2026-02-14 Update From: SLTechnology News&Howtos shulou NAV: SLTechnology News&Howtos > Database >

Shulou(Shulou.com)06/01 Report--

The problem that a rac can only start one node crs is suspected to be caused by a multicast problem.

A few days ago, the PSU upgrade was tested in the history library. When the second node GI was upgraded after completing a node software upgrade, CRS could shut down normally and successfully, and then reported Error: The opatch Applicable check failed, so I tried to restart CRS, but it was obvious that CRS could not start properly.

Through checking the log, I found CRS-5818:Aborted command 'start' for resource' ora.cssd'. The CSSD resource cannot be started successfully, and a problem with CSS can be confirmed from the current process.

As can be seen from the CSSD log at that time, CSSD failed to create a local communication interface with the remote node during startup. The specific log analysis is as follows:

Get the private network information of the cluster from gpnp profile.

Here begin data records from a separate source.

PR #5251, opened 2025-10-09
Split screenshots and upload failed ones in CI pipeline

falkoschindler:
### Motivation

In PR #5234 @evnchn extended the test workflow to automatically collect screenshots of failed tests and to upload them as artefacts. I wondered if it would be easier to directly store them in two separate dictionaries depending on the individual test result, so the test pipeline only needs an additional upload step.

**We need to decide which approach we prefer, PR #5234 or this PR.**

### Implementation

Apart from some trivial changes to handle two screenshot directories instead of one, we need an extra `pytest_runtest_makereport` fixture to store the test outcome. Later we can access this information via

two。 The following starts to prepare to communicate with the remote node, and created local interface for node 'nghis-db2', but fails to bind endpoint (localAddr' mcast://224.0.0.251:42424/192.169.1.40'), which is a mcast address.

When I saw No buffer space available (74), I thought it was suspected that udp_sendspace and udp_recvspace were not big enough, and the query found that they were 65536 and 655360 respectively, which was enough for practical application. Unsurprisingly, restarting CRS after enlarging these two parameters is still not resolved, and most of the errors on MOS point to BUG,11gR2 Grid Infrastructure Node May not Join the Cluster After Evicted With Error sgipcnUdpSend "No buffer space available (74)" (document ID 1352887.1).

However, the current phenomenon is not consistent with the description of the document.

The current operation is sgipcnMctBind

SgipcnUdpSend is in the document.

3. Update the interface status, still unable to create the local interface, that is, unable to communicate with the remote node, so execute disable interface and clean disabled insterface

4. Restart add interface, but still fail.

5. After that, has a disk HB and but no network HB were reported every 1 minute in a row, indicating that there should be a connectivity failure on the private network at this time.

So we tested whether there was a problem with the connectivity of the private network address and checked it with traceroute, but there was no connectivity problem.

Therefore, I do not understand why the network heartbeat can not be detected since there is no problem with the heartbeat network card. At this time, the problem should still occur in the above process of gipcmodNetworkProcessBind with No buffer space available (74). Compared with the process of node 1 starting gipchaWorkerCreateInterface normally, a total of 4 addresses have been added:

1. Udp://192.169.1.39:13034-Private network address

2. Mcast://224.0.0.251:42424/192.169.1.39-Multicast address

3. Mcast://230.0.1.0:42424/192.169.1.39-Multicast address

4. Udp://192.169.1.127:42424-broadcast address

It is obvious that Node 2 should have a problem with adding the second address, the multicast address mcast://224.0.0.251:42424/192.169.1.40, in the above process.

Through the multicast detection tool to detect the multicast address connectivity of the private network card, it is found that the detection failed, while the test node 1 is successful, so it is suspected that the problem should appear on the multicast address of node 2.

It is suspected that there is a HAIP problem, so try to remove the HAIP disable, and the 169ip on the private network card is still unable to solve.

Disable the haip command:

Oracle/app/11.2.0.4/grid/bin/crsctl modify res ora.cluster_interconnect.haip-attr "ENABLED=0"-init

Finally, my colleague proposed to restart the host. Since the library is a history library, there is no real-time business. After confirming that there is no impact, the host is restarted. After restarting the host, CRS can start normally, and CSS has passed the gipchaWorkerCreateInterfac step normally.

Once again check the multicast address connectivity of the private network card, this time is successful.

At this point, the problem is solved, but because it is solved by rebooting the host, it always feels that this is not the ultimate cause. Does the failure of multicast detection mean that there is indeed a problem with the network? I dare not conclude on this point.

Welcome to subscribe "Shulou Technology Information " to get latest news, interesting things and hot topics in the IT industry, and controls the hottest and latest Internet news, technology news and IT industry trends.

*The comments in the above article only represent the author's personal views and do not represent the views and positions of this website. If you have more insights, please feel free to contribute and share.